> [RECORDS FOR THIS TASK]
= = =

PR #1718, opened 2026-08-07
Fix crm 559 route restriction for crm none role

YasinduRC:
### Summary

<html>
<body>
<html><head></head><body><p>Here's a ready-to-paste PR description covering the full branch:</p>
<hr>
<h2>Summary</h2>
<p>Fixes <strong>CRM-559</strong>: when an admin revokes a user's module access (e.g. sets CRM to <strong>None</strong>), the user could keep viewing that module's pages (<code>/crm</code>) until their access token expired (~1 hour) or they manually signed out. This PR makes revocation take effect promptly by repairing the token-refresh path and adding a client-side module access guard.</p>
<h2>Root cause</h2>
<p>Access revocation relies on a 4-step chain. Step 3 was broken, which silently disabled step 4:</p>
<ol>
<li><strong>Backend</strong> invalidates the stale token → next API call returns <code>USER_VERSION_MISMATCH</code>. ✅</li>
<li><strong>Frontend interceptor</strong> catches the mismatch and requests a token refresh. ✅</li>
<li><strong>Token refresh had no endpoint URL.</strong> ❌ — The refresh call reads <code>authenticationEndpoints.REFRESH_TOKEN</code>, imported from <code>~enterprise/...</code>. In community builds the enterprise submodule isn't present, so the import falls back to <code>src/fallback/common/api/utils/ApiEndpoints.ts</code>, which was literally <code>export const authenticationEndpoints = {}</code>. <code>REFRESH_TOKEN</code> was <code>undefined</code>, so <strong>every refresh in community builds failed</strong>.</li>
<li><strong>The failure was swallowed.</strong> <code>getNewAccessToken()</code> returned <code>null</code>, but the caller ignored it and called <code>checkAuth()</code>, which re-read the <strong>same stale cookie</strong> and restored the <strong>old roles</strong>. Since roles never changed, the client had no signal to re-evaluate route access, so the user stayed on the module.</li>
</ol>
<p>Additionally, route access was only enforced by <code>middleware.ts</code>, which runs on document requests. Client-side navigations never reach the edge, so nothing re-checked access while the user stayed inside the app.</p>
<h2>Fix</h2>
<p><strong>1. Restore the community auth endpoints</strong> (<code>fallback/.../ApiEndpoints.ts</code>)
Populated the fallback with the session (cookie) based endpoints matching <code>CREDENTIAL_SIGN_IN</code>:</p>
<ul>
<li><code>REFRESH_TOKEN: /v1/auth/session/refresh-token</code></li>
<li><code>SIGNOUT: /v1/auth/session/sign-out</code></li>
</ul>
<p><strong>2. Fail safe on a failed refresh</strong> (<code>TanStackProvider.tsx</code>)
If the refresh cannot mint a new token (<code>getNewAccessToken()</code> returns <code>null</code>), the session is ended instead of silently retaining stale permissions:</p>
<pre><code class="language-ts">const refreshedAccessToken = await getNewAccessToken();
if (!refreshedAccessToken) { await signOut(); return; }
</code></pre>
<p><strong>3. Client-side module access guard</strong> (<code>useModuleAccessGuard</code>, <code>moduleGuardedRoutes</code>, <code>isModuleRouteRestricted</code>)
A new hook, mounted in <code>BaseLayout</code>, re-checks module access whenever <code>user.roles</code> changes. If the user is on a route they no longer have the required role for, it redirects to the dashboard. The route→role table mirrors the gates <code>getDrawerRoutes</code> already applies (CRM, Invoice, Projects, Leave, Timesheet), so the guard is never stricter than the sidebar.</p>
<h3>Resulting behaviour</h3>

Refresh outcome | Result
-- | --
Succeeds (properly configured origin) | Roles update → guard redirects to dashboard
Fails (e.g. refresh token gone/expired) | User is signed out

<p>Either way, the user stops viewing a module they no longer have access to.</p>
<h2>Testing</h2>
<ul>
<li>Added <code>isModuleRouteRestricted.test.ts</code> (9 cases): CRM downgrade, higher CRM roles inheriting the representative role, super-admin without a CRM role, and the other four module gates. All passing.</li>
<li>Verified live against the running backend: after downgrading a user's CRM role, <code>POST /v1/auth/session/refresh-token</code> returns <code>200</code> with a token whose <code>roles</code> no longer include CRM.</li>
<li>Verified the role model is cumulative (an admin/manager token also carries the base role), so the guard cannot wrongly redirect a legitimate admin/manager.</li>
</ul>
<h2>Risk / breaking changes</h2>
<ul>
<li><strong>No change to any working flow.</strong> The refresh success path is unchanged; new behaviour only occurs on the refresh <em>failure</em> path (which was already broken), where the app now fails safe (sign out) instead of failing open (retain revoked access).</li>
<li><strong>Enterprise unaffected by the endpoints change</strong> — <code>~enterprise/*</code> resolves to the enterprise sources first; the fallback is used only in community builds. The guard and sign-out handler run in both community and enterprise, and mirror existing drawer gates.</li>
</ul>
<h2>Ticket</h2>
<p>CRM-559</p>
<hr>
<p>Want me to tailor the tone (shorter/more concise), add a screenshots/GIF section, or save this to a file?</p></body></html>
</body>
</html>

### How to test

1.

### Project Checklist

  - [ ] Chrome
  - [ ] Firefox
  - [ ] Safari

#### Other

- [ ] New molecules added
- [ ] New pages(routes) added

### PR Checklist

### Additional Information
-

### DIFF
--- a/frontend/src/community/common/components/templates/BaseLayout/BaseLayout.tsx
+++ b/frontend/src/community/common/components/templates/BaseLayout/BaseLayout.tsx
@@ -8,6 +8,7 @@ import CommonModalController from "~community/common/components/organisms/Common
 import ContentWithDrawer from "~community/common/components/organisms/ContentWithDrawer/ContentWithDrawer";
 import ContentWithoutDrawer from "~community/common/components/organisms/ContentWithoutDrawer/ContentWithoutDrawer";
 import { appModes } from "~community/common/constants/configs";
+import useModuleAccessGuard from "~community/common/hooks/useModuleAccessGuard";
 import useSessionData from "~community/common/hooks/useSessionData";
 import { tenantID } from "~community/common/utils/axiosInterceptor";
 import { setDeviceToken } from "~enterprise/common/api/setDeviceTokenApi";
@@ -25,6 +26,8 @@ const BaseLayout = ({ children }: Props) => {
   const { asPath } = useRouter();
 
   const { sessionStatus } = useSessionData();
+
+  useModuleAccessGuard();
 
   const { token } = useFcmToken();
 
--- a/frontend/src/community/common/constants/routes.ts
+++ b/frontend/src/community/common/constants/routes.ts
@@ -193,14 +193,6 @@ export const managerRestrictedRoutes = [ROUTES.PEOPLE.ADD];
 
 export const userRolesRestrictedRoutes = [ROUTES.CONFIGURATIONS.USER_ROLES];
 
-/**
- * The base role each module's routes require, mirroring the module gates
- * `getDrawerRoutes` already applies when it hides a module from the drawer.
- *
- * `middleware.ts` cannot enforce these while the user stays inside the app, since
- * client side navigations never reach the edge. `useModuleAccessGuard` applies them
- * whenever the roles change.
- */
 export const moduleGuardedRoutes: {
   routes: string[];
   requiredRole: EmployeeTypes | ManagerTypes | RepresentativeTypes;
--- a/frontend/src/community/common/constants/routes.ts
+++ b/frontend/src/community/common/constants/routes.ts
@@ -1,3 +1,9 @@
+import {
+  EmployeeTypes,
+  ManagerTypes,
+  RepresentativeTypes
+} from "~community/common/types/AuthTypes";
+
 const ROUTES = {
   AUTH: {
     SIGNUP: "/signup",
@@ -186,3 +192,41 @@ export const employeeRestrictedRoutes = [
 export const managerRestrictedRoutes = [ROUTES.PEOPLE.ADD];
 
 export const userRolesRestrictedRoutes = [ROUTES.CONFIGURATIONS.USER_ROLES];
+
+/**
+ * The base role each module's routes require, mirroring the module gates
+ * `getDrawerRoutes` already applies when it hides a module from the drawer.
+ *
+ * `middleware.ts` cannot enforce these while the user stays inside the app, since
+ * client side navigations never reach the edge. `useModuleAccessGuard` applies them
+ * whenever the roles change.
+ */
+export const moduleGuardedRoutes: {
+  routes: string[];
+  requiredRole: EmployeeTypes | ManagerTypes | RepresentativeTypes;
+}[] = [
+  {
+    routes: [ROUTES.CRM.BASE],
+    requiredRole: RepresentativeTypes.CRM_SALES_REPRESENTATIVE
+  },
+  {
+    routes: [ROUTES.INVOICE.BASE],
+    requiredRole: ManagerTypes.INVOICE_MANAGER
+  },
+  {
+    routes: [
+      ROUTES.PROJECTS.BASE,
+      ROUTES.PROJECTS.GUESTS,
+      ROUTES.PROJECTS.GUEST_REQUESTS
+    ],
+    requiredRole: EmployeeTypes.PM_EMPLOYEE
+  },
+  {
+    routes: [ROUTES.LEAVE.BASE],
+    requiredRole: EmployeeTypes.LEAVE_EMPLOYEE
+  },
+  {
+    routes: [ROUTES.TIMESHEET.BASE],
+    requiredRole: EmployeeTypes.ATTENDANCE_EMPLOYEE
+  }
+];
--- a/frontend/src/community/common/hooks/useModuleAccessGuard.ts
+++ b/frontend/src/community/common/hooks/useModuleAccessGuard.ts
@@ -1,0 +1,39 @@
+import { useRouter } from "next/router";
+import { useEffect } from "react";
+
+import { useAuth } from "~community/auth/providers/AuthProvider";
+import ROUTES from "~community/common/constants/routes";
+import { isModuleRouteRestricted } from "~community/common/utils/commonUtil";
+
+/**
+ * Re-checks module access on the client whenever the user's roles change.
+ *
+ * `middleware.ts` is the only place route access is enforced, and it only runs on
+ * document requests. Client side navigations never reach the edge, so a user who is
+ * already inside a module keeps viewing it after an admin removes their role: the
+ * drawer recomputes from `user.roles` and hides the module, the page does not.
+ *
+ * A hard refresh does not recover either, because the middleware authorises from the
+ * roles inside the access token cookie, and that cookie is only replaced later, once
+ * an API call returns a user version mismatch.
+ */
+const useModuleAccessGuard = (): void => {
+  const router = useRouter();
+
+  const { isAuthenticated, user } = useAuth();
+
+  useEffect(() => {
+    const roles = user?.roles;
+
+    if (!isAuthenticated || !roles) return;
+
+    // `asPath` holds the public url, `pathname` holds the rewritten page path
+    const currentPath = router.asPath.split(/[?#]/)[0];
+
+    if (isModuleRouteRestricted(currentPath, roles)) {
+      void router.replace(ROUTES.DASHBOARD.BASE);
+    }
+  }, [isAuthenticated, user?.roles, router]);
+};
+
+export default useModuleAccessGuard;
--- a/frontend/src/community/common/hooks/useModuleAccessGuard.ts
+++ b/frontend/src/community/common/hooks/useModuleAccessGuard.ts
@@ -5,18 +5,6 @@ import { useAuth } from "~community/auth/providers/AuthProvider";
 import ROUTES from "~community/common/constants/routes";
 import { isModuleRouteRestricted } from "~community/common/utils/commonUtil";
 
-/**
- * Re-checks module access on the client whenever the user's roles change.
- *
- * `middleware.ts` is the only place route access is enforced, and it only runs on
- * document requests. Client side navigations never reach the edge, so a user who is
- * already inside a module keeps viewing it after an admin removes their role: the
- * drawer recomputes from `user.roles` and hides the module, the page does not.
- *
- * A hard refresh does not recover either, because the middleware authorises from the
- * roles inside the access token cookie, and that cookie is only replaced later, once
- * an API call returns a user version mismatch.
- */
 const useModuleAccessGuard = (): void => {
   const router = useRouter();
 
@@ -27,7 +15,6 @@ const useModuleAccessGuard = (): void => {
 
     if (!isAuthenticated || !roles) return;
 
-    // `asPath` holds the public url, `pathname` holds the rewritten page path
     const currentPath = router.asPath.split(/[?#]/)[0];
 
     if (isModuleRouteRestricted(currentPath, roles)) {
--- a/frontend/src/community/common/providers/TanStackProvider.tsx
+++ b/frontend/src/community/common/providers/TanStackProvider.tsx
@@ -34,7 +34,13 @@ const TanStackProvider = ({ children }: { children: ReactNode }) => {
 
   useEffect(() => {
     const handleTokenRefresh = async () => {
-      await getNewAccessToken();
+      const refreshedAccessToken = await getNewAccessToken();
+
+      if (!refreshedAccessToken) {
+        await signOut();
+        return;
+      }
+
       await checkAuth();
       queryClient.invalidateQueries();
     };
--- a/frontend/src/community/common/utils/__test__/isModuleRouteRestricted.test.ts
+++ b/frontend/src/community/common/utils/__test__/isModuleRouteRestricted.test.ts
@@ -1,0 +1,160 @@
+/**
+ * `commonUtil` pulls in `next/server`, which needs the node environment
+ * @jest-environment node
+ */
+import ROUTES from "~community/common/constants/routes";
+import {
+  AdminTypes,
+  EmployeeTypes,
+  ManagerTypes,
+  ROLE_SUPER_ADMIN,
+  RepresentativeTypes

= = =

> [TASK DETAILS]
Print exactly the lines from the beginning of the entries through the line with "<p>Access revocation relies". Output nothing more.

> [RESULT]
PR #1718, opened 2026-08-07
Fix crm 559 route restriction for crm none role

YasinduRC:
### Summary

<html>
<body>
<html><head></head><body><p>Here's a ready-to-paste PR description covering the full branch:</p>
<hr>
<h2>Summary</h2>
<p>Fixes <strong>CRM-559</strong>: when an admin revokes a user's module access (e.g. sets CRM to <strong>None</strong>), the user could keep viewing that module's pages (<code>/crm</code>) until their access token expired (~1 hour) or they manually signed out. This PR makes revocation take effect promptly by repairing the token-refresh path and adding a client-side module access guard.</p>
<h2>Root cause</h2>
<p>Access revocation relies on a 4-step chain. Step 3 was broken, which silently disabled step 4:</p>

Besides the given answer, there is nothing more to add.